* _Problem statement_:
Search through the entries for the word "same" and copy every line that has it.

* _Exercise data_:

PR #1346, opened 2023-11-08
Update JwtBearerTokenFlow.java

borisovkalin:
Added additional setter for an opaque token responses.

### DIFF
--- a/token-client/src/main/java/com/sap/cloud/security/xsuaa/client/OAuth2TokenServiceConstants.java
+++ b/token-client/src/main/java/com/sap/cloud/security/xsuaa/client/OAuth2TokenServiceConstants.java
@@ -35,7 +35,7 @@ public class OAuth2TokenServiceConstants {
 	public static final String GRANT_TYPE_CLIENT_X509 = "client_x509";
 	public static final String GRANT_TYPE_AUTHORIZATION_CODE = "authorization_code"; // not supported by token-client
 																						// lib
-
+	public static final String TOKEN_FORMAT = "token_format";
 	public static final String TOKEN_TYPE_OPAQUE = "opaque";
 
 	public static final String PARAMETER_CLIENT_ID = "client_id";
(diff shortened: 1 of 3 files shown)


finkmanAtSap (changes requested):
Hi Kalin, thanks for your contribution.

Can you please make the following changes?

- change method to "setOpaqueTokenFormat(boolean opaque)" that allows both enabling or disabling the opaque format similiar to disableCache(boolean) that is already there.
- add a unit test here https://github.com/SAP/cloud-security-services-integration-library/blob/dd16f7513d3876fc6be0ad032ae9aef995f585f9/token-client/src/test/java/com/sap/cloud/security/xsuaa/tokenflows/JwtBearerTokenFlowTest.java#L129 for the new method that verifies that the optionalParameters contains the correct setting after using the method
- add a constant for "token_format" similar to "token_type" here: https://github.com/SAP/cloud-security-xsuaa-integration/blob/e5f4196a9f88d207b43664e421f88bbf56969d06/token-client/src/main/java/com/sap/cloud/security/xsuaa/client/OAuth2TokenServiceConstants.java#L17
- use the constant in your code and in addition in the two places where "token_format" has been hard-coded before: https://github.com/SAP/cloud-security-xsuaa-integration/blob/e5f4196a9f88d207b43664e421f88bbf56969d06/token-client/src/test/java/com/sap/cloud/security/xsuaa/client/XsuaaOAuth2TokenServiceJwtBearerTokenTest.java#L131
https://github.com/SAP/cloud-security-xsuaa-integration/blob/e5f4196a9f88d207b43664e421f88bbf56969d06/token-client/src/test/java/com/sap/cloud/security/xsuaa/client/XsuaaOAuth2TokenServicePasswordTest.java#L146

Thanks!
Manuel

finkmanAtSap (changes requested):
Thanks for your changes. Looks very good. Just one small thing. Then I would like to merge it:
Can you please add one more assertion to the unit test that by default (if setOpaqueTokenFormat was not called yet), it does not contain the token_format key = opaque entry?
And likewise, at the end of the method, add the same assertion after calling setOpaqueTokenFormat(false) after having called setOpaqueTokenFormat(true) before?

finkmanAtSap (approved):
Perfect, thank you for the adjustments!

PR #1526, opened 2024-04-30
Improve the custom SecurityContext Strategy registration

beckermarc:
The library now registers a security context strategy by default. In CAP Java we ran into situations where this registration happened too late. The effect of this was, that SecurityConfigs used an obsolete SecurityContextStrategy (which stored by Spring Security as a member variable in the SecurityConfig) and the library set a new strategy in the static holder class. As the SecurityConfigs stored the authentication objects in the obsolete strategy, CAP wasn't able anymore to get the current authentication from the static holder class.

This PR tries to avoid this situation, by ensuring that the auto-configuration has a high precedence and is run early in the application initialization. Additional this PR avoids reflection usage to set the strategy, as reflection is not really required.

### DIFF
--- a/spring-security/src/main/java/com/sap/cloud/security/spring/autoconfig/SecurityContextAutoConfiguration.java
+++ b/spring-security/src/main/java/com/sap/cloud/security/spring/autoconfig/SecurityContextAutoConfiguration.java
@@ -5,14 +5,17 @@
  */
 package com.sap.cloud.security.spring.autoconfig;
 
-import org.springframework.beans.factory.config.MethodInvokingFactoryBean;
+import org.springframework.beans.factory.InitializingBean;
+import org.springframework.boot.autoconfigure.AutoConfigureOrder;
 import org.springframework.boot.autoconfigure.EnableAutoConfiguration;
 import org.springframework.boot.autoconfigure.condition.ConditionalOnMissingBean;
 import org.springframework.boot.autoconfigure.condition.ConditionalOnProperty;
-import org.springframework.context.annotation.Bean;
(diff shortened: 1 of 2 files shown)


beckermarc:
@liga-oz Please have a look at this PR, thanks! It is currently breaking some scenarios of CAP Java when using XSUAA 3.4.2 with the now by default enabled security context strategy.

beckermarc:
Do not merge yet, still found some scenarios where this way of initialization creates problems.

beckermarc:
I found an approach that now works in all scenarios and makes sure the strategy is registered early enough. It is a little ugly, as it integrates with the web servlet initialization, which is slightly unrelated (although not totally).

Alternatively I also made another proposal to set the strategy based on an environment post processor. However this is slightly "incompatible" as it changes the way in which the configuration can be disabled (only properties, no auto config exclusion anymore): https://github.com/beckermarc/cloud-security-services-integration-library/pull/1

@liga-oz Let me know which approach you are preferring or if you see any problems with any of these suggestions.

liga-oz (approved):
🥇 thanks a million for the fix

beckermarc:
I actually noticed that this approach apparently seems to fail in MockMvc scenarios and runs too late there. This means that in those cases the registration happens too late again, breaking CAPs security configuration. Unfortunately I didn't seem to that that scenario thoroughly.

I reopened my alternative approach, that really makes sure to run this as early as possible, with the above mentioned limitations: No auto config exclusion any more, but only disabling through properties possible.

https://github.com/SAP/cloud-security-services-integration-library/pull/1536

@liga-oz Can you take another look at this please?

PR #1528, opened 2024-05-03
Support PKCS#8 standard keys from Zero trust Identity Service

liga-oz:
Sample App for testing ZTIS with XSUAA https://github.com/SAP/cloud-security-services-integration-library/tree/zero_trust_sample_app_xsuaa/samples/spring-security-hybrid-usage


finkmanAtSap (approved):
Nice work!

java-api/src/main/java/com/sap/cloud/security/config/ClientIdentity.java
```diff
@@ -67,6 +70,20 @@ default String getKey() {
 		return null;
 	}
 
+	/**
+	 * @return Certificate chain array
+	 */
+	default Certificate[] getCertificateChain() {
```
finkmanAtSap, line 76: should be @Nullable like the remaining getters?

java-api/src/main/java/com/sap/cloud/security/config/ClientIdentity.java
```diff
@@ -67,6 +70,20 @@ default String getKey() {
...
+		return null;
+	}
+
+	/**
+	 * @return Private key
+	 */
+	default PrivateKey getPrivateKey() {
```
finkmanAtSap, line 83: should be @Nullable like the remaining getters?

java-api/src/main/java/com/sap/cloud/security/config/ClientIdentity.java
```diff
@@ -34,7 +36,8 @@ default boolean isValid() {
 	 * @return the boolean
 	 */
 	default boolean isCertificateBased() {
-		return hasValue(getCertificate()) && hasValue(getKey());
+		return hasValue(getCertificate()) && hasValue(
```
finkmanAtSap, line 39: the formatting looks weird, can we put the two different combinations on one line each maybe?

token-client/src/main/java/com/sap/cloud/security/mtls/SSLContextFactory.java
```diff
@@ -91,8 +91,17 @@ public SSLContext create(String x509Certificates, String privateKey)
 	 */
 	public SSLContext create(ClientIdentity clientIdentity) throws GeneralSecurityException, IOException {
 		assertNotNull(clientIdentity, "clientIdentity must not be null");
-		assertHasText(clientIdentity.getCertificate(), "clientIdentity.getCertificate() must not return null");
-		assertHasText(clientIdentity.getKey(), "clientIdentity.getKey() must not return null");
+		try {
```
finkmanAtSap, line 94: I think this is try/catch is redundant because the same checks are performed inside createKeyStore which is the first statement following these lines

token-client/src/main/java/com/sap/cloud/security/mtls/SSLContextFactory.java
```diff
@@ -133,30 +142,52 @@ private SSLContext createDefaultSSLContext() throws NoSuchAlgorithmException {
...
-			keySpec = new PKCS8EncodedKeySpec(Base64.getDecoder().decode(removeHeaders(privateKey)));
+		if (privateKey != null && privateKey.getAlgorithm().equals("EC")) {
 			keyFactory = KeyFactory.getInstance("EC");
+			keySpec = new PKCS8EncodedKeySpec(privateKey.getEncoded());
 		}
-		if (logger.isDebugEnabled()) {
-			logger.debug("privateKeyPem: '{}...{}'", privateKey.substring(5, 40),
-					privateKey.substring(privateKey.length() - 25));
+
+		if (pemPrivateKey != null) {
```
finkmanAtSap, line 178: Is it intentionally not an *else if*?

My suggestion would be:
* remove both try/catch blocks from parent functions and inside _getPrivateKey_:
   * Call getPrivateKey() and getCertificateChain().
   * If both not null, use the PrivateKey instance directly if possible or create PrivateKey instance from it as done in line 175.
   * Else build PrivateKey from getKey() if getKey() and getCertificate() both not null/empty
   * Return PrivateKey if it was built in previous lines or throw the exception if not

finkmanAtSap (changes requested):
I think I understand the intention of the PR now and you can consider it approved. I just added some minor comments that you may or may not want to implement.

finkmanAtSap (approved):
Nice!

I'm happy with the changes but I have one more thought: We could have also moved the new logic into the ClientCertificate class which has one constructor for String-based certificate+key and one constructor for a PrivateKey/Certificate[] combination. Internally, the class could compute the missing parameters from the provided ones, such that the getters are all non-null, no matter what the instance was constructed from.
In the SSLContextFactory, one could then always call getPrivateKey and getCertificateChain without having to differentiate between the formats.
Not sure which alternative is better but in the second option, I think it is nicer that the support of different certificate formats/classes would be isolated in the ClientCertificate class and not spread across modules.

liga-oz:
> Nice!
> 
> I'm happy with the changes but I have one more thought: We could have also moved the new logic into the ClientCertificate class which has one constructor for String-based certificate+key and one constructor for a PrivateKey/Certificate[] combination. Internally, the class could compute the missing parameters from the provided ones, such that the getters are all non-null, no matter what the instance was constructed from. In the SSLContextFactory, one could then always call getPrivateKey and getCertificateChain without having to differentiate between the formats. Not sure which alternative is better but in the second option, I think it is nicer that the support of different certificate formats/classes would be isolated in the ClientCertificate class and not spread across modules.

the idea is quite good, but that would be quite a big chunk of logic that goes into certificate class and it would be a bit bigger refactoring and I would say too big for this PR. I'll create a BLI for this as it's not that high Prio but good to have thing 👍🏻

PR #1536, opened 2024-05-13
Set SecurityContextStrategy based on an EnvironmentPostProcessor

beckermarc:
Alternative proposal to https://github.com/SAP/cloud-security-services-integration-library/pull/1526 More explicit, by leveraging an EnvironmentPostProcessor, which runs very early in the startup phase and doesn't require the dependency to Servlet stuff introduced in the other PR. However looses the ability to exclude this AutoConfiguration through annotations or by defining a custom SecurityContextStrategy bean. Disabling the behaviour is only possible through properties with this approach.

Addon: Fixes an issue with MockMvc, as in this scenario the servlet initialization is not happening and the code runs too late due to that.


liga-oz (approved):
🥇

PR #1538, opened 2024-05-14
Support validation of user_token GrantType tokens

finkmanAtSap:
Add user_token again to GrantType enum to prevent errors in applications validating tokens granted by this grant_type.


liga-oz (approved):
💯

PR #1560, opened 2024-06-07
improve xsuaa jwk fetch error handling

liga-oz:


java-security/src/main/java/com/sap/cloud/security/token/validation/validators/XsuaaJwtSignatureValidator.java
```diff
@@ -59,20 +59,27 @@ protected PublicKey getPublicKey(Token token, JwtSignatureAlgorithm algorithm)
...
+			if (configuration.hasProperty(ServiceConstants.XSUAA.VERIFICATION_KEY)) {
+				String fallbackKey = configuration.getProperty(ServiceConstants.XSUAA.VERIFICATION_KEY);
+				try {
+					key = JsonWebKeyImpl.createPublicKeyFromPemEncodedPublicKey(JwtSignatureAlgorithm.RS256,
+							fallbackKey);
+				} catch (NoSuchAlgorithmException | InvalidKeySpecException ex) {
+					IllegalArgumentException illegalArgEx = new IllegalArgumentException(
+							"Fallback validation key supplied via " + ServiceConstants.XSUAA.VERIFICATION_KEY
+									+ " property in service credentials could not be used: " + ex.getMessage());
+					if (e.getClass().equals(OAuth2ServiceException.class)) {
```
finkmanAtSap, line 76: Can the instanceof operator be used instead here?

spring-security/src/main/java/com/sap/cloud/security/spring/token/authentication/HybridJwtDecoder.java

* _Result below_:
And likewise, at the end of the method, add the same assertion after calling setOpaqueTokenFormat(false) after having called setOpaqueTokenFormat(true) before?
finkmanAtSap, line 94: I think this is try/catch is redundant because the same checks are performed inside createKeyStore which is the first statement following these lines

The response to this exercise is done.